The path generator functions works by creating shortest path between rep_node and all other nodes. The weight of each node is subtracted by the node’s roi, and actual roi subtracting reps’ cost is generated, based on the max actual roi, a node is chosen by the function where the rep can visit. XGBoost predictor is then used to predict whether the visit will be successful or not, if yes, then the node is travelled else a new node is chosen.

#Generating the path of a rep using prediction
targets, profit = generate_path(G, roi[:], use_prediction = True)

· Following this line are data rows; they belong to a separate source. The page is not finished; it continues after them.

PR #219, opened 2020-11-09
Get monthly download count for the month up to the `lastPushDate`

### LINKED ISSUE #209: Avoid download count wobble
We're currently using the download count for "last-month", which can lead to the popularity level wobbling (eg, DefinitelyTyped/DefinitelyTyped#46778).  Instead, would be better to use a specific range of last pr update down to a month before that ([description here](https://github.com/npm/registry/blob/master/docs/download-counts.md)).

elibarzilay:
Actually, use the month up to a week before `lastPushDate`, in case it
takes npm some time to update the numbers.

This should make the download numbers stable, avoiding the wobble seen
in DefinitelyTyped/DefinitelyTyped#46778.

Fixes #209.


orta:
Clever 👍🏻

path = list(targets.keys())
path.insert(0, 0)
path_edges = list(zip(path,path[1:]))

fig = plt.figure(1, figsize = (200, 200), dpi = 10)
nx.draw_networkx(G, pos, with_labels = True, node_size = 6500, node_color = 'r')
nx.draw_networkx(G.subgraph(0), pos, node_size = 15000, node_color = 'g')
nx.draw_networkx_edges(G,pos,edgelist=path_edges,edge_color='r',width=20)
plt.axis('equal')
plt.show() 
print("Optimal path using XGBoost predictor (Improved) --> ", list(generate_path(G, roi[:], use_prediction = True)[0].keys()))

Business Insights

1. Segmentation: Segment 1 and 3 consist of KOL i.e. Key Opinion Leaders mainly, therefore they would be primary targets for the sales reps. Further, they have high patient counts/day, therefore they’re expected to be more profitable.

2. Accuracy of prediction: The prediction model will be predicting with 81% accuracy, the probability of success of a sales call. Therefore, the sales representatives can take a call if they want to visit the physician or not.

3. Linear Programming: Sales representatives should spend around 50% of their time on explaining the product A, 40% of their time in explaining the product B and the rest 10% in explaining the product C.

4. Graph: Based on the current data, for the first day of the sales visit, if the representative decides to visit 5 physicians, then the best 5 physicians and the most optimal path to cover them would be HCP # 13 → 57 → 31 → 161 → 24.

5. Optimizing Graph using XGBoost: If we were to optimize this 5 best physician and their path using the predictive XGBoost function, then the new rendered path would be 57 → 24 → 83 → 7 → 65.

Conclusions:

1. We have used Web Scraping to extract the latitudes and longitudes ourself for the list of physician/customer addressess obtained from the open source National Provider Identifier (NPI) Data.

2. We will be able to help the sales force of a pharmaceutical company to segment their target customers into 5 segments using K-Means

3. The proposed training model on XGBoost will predict the probability of success of a visit for the future/upcoming data. This knowledge will further be used in graph theory to find optimal path.

4. We will be able to provide guidance on the effort split for product A, B and C that the sales representative will have to make on a sales call using Linear Programming.

5. We have used Bellman Fords algorithm to identify the shortest path which the sales representative can take in a day, in order to optimize the revenue and minimize the travel cost and time.

6. We have used Has_Path algorithm from the nx library to check whether a path exists in between two nodes in a networkx graph.